(Saved data entries)

-=-=-

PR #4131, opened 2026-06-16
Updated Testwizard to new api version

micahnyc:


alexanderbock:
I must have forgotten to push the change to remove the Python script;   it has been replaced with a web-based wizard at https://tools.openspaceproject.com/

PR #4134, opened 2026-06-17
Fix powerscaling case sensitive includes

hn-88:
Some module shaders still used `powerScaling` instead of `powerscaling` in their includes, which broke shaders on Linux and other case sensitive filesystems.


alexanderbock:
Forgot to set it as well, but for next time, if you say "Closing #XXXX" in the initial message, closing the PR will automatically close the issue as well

-=-=-

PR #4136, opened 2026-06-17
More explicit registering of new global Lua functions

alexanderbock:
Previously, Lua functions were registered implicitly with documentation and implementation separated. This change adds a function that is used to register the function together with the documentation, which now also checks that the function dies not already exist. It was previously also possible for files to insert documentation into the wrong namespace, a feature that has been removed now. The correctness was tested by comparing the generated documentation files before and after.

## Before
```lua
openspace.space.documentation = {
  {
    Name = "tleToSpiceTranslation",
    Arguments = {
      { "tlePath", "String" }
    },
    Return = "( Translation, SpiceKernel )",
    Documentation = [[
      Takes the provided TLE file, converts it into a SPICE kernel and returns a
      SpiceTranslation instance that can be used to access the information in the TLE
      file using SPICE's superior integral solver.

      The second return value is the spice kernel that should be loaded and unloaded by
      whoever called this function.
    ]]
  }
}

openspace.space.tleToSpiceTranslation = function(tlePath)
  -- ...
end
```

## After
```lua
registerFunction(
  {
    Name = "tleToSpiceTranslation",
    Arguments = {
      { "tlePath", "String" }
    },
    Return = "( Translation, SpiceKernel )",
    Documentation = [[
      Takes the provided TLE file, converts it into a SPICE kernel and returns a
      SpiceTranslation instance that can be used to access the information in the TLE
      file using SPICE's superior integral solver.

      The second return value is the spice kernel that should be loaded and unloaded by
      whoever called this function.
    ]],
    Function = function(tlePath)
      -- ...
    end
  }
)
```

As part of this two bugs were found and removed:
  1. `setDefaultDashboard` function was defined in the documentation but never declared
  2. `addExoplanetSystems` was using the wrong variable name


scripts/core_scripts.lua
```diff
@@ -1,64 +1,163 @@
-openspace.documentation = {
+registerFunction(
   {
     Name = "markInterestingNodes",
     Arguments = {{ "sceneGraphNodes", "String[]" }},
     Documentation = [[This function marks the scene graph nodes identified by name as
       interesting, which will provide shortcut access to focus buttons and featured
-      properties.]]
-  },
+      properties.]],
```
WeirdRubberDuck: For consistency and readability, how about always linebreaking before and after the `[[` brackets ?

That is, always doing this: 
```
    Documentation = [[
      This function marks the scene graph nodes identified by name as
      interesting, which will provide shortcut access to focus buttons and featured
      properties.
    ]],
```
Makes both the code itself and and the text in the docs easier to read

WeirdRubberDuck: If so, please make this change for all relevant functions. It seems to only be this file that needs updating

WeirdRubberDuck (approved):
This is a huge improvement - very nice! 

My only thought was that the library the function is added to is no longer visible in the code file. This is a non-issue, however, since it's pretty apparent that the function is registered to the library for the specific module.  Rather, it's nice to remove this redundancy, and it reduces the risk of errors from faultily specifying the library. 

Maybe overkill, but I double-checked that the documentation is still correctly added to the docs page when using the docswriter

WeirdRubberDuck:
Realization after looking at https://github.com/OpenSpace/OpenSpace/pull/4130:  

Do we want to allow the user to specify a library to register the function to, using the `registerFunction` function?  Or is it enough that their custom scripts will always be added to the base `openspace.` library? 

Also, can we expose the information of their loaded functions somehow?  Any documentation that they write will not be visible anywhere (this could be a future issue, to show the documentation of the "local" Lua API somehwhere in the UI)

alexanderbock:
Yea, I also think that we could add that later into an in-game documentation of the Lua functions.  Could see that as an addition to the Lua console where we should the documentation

-=-=-

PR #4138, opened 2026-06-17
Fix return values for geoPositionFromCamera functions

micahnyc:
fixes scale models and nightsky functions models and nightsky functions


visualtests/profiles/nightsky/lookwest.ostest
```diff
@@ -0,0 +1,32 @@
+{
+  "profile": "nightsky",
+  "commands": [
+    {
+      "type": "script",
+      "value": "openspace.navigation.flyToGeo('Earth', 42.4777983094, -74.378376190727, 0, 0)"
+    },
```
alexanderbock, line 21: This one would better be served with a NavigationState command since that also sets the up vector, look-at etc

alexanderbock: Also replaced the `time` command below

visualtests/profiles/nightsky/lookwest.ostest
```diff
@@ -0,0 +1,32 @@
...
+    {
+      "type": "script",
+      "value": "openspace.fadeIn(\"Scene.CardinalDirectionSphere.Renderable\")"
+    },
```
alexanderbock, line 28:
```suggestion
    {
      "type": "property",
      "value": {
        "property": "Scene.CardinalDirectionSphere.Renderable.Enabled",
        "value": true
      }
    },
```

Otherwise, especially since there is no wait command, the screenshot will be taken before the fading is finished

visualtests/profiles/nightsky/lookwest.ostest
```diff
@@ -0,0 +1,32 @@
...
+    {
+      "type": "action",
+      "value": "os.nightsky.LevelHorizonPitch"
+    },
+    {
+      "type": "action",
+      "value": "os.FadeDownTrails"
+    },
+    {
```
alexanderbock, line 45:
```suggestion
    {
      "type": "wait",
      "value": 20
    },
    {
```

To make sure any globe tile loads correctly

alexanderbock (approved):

-=-=-

### Required action
Please show, exactly as written, every line above that contains the word "docs".

### Solution to this exercise
Makes both the code itself and and the text in the docs easier to read
Maybe overkill, but I double-checked that the documentation is still correctly added to the docs page when using the docswriter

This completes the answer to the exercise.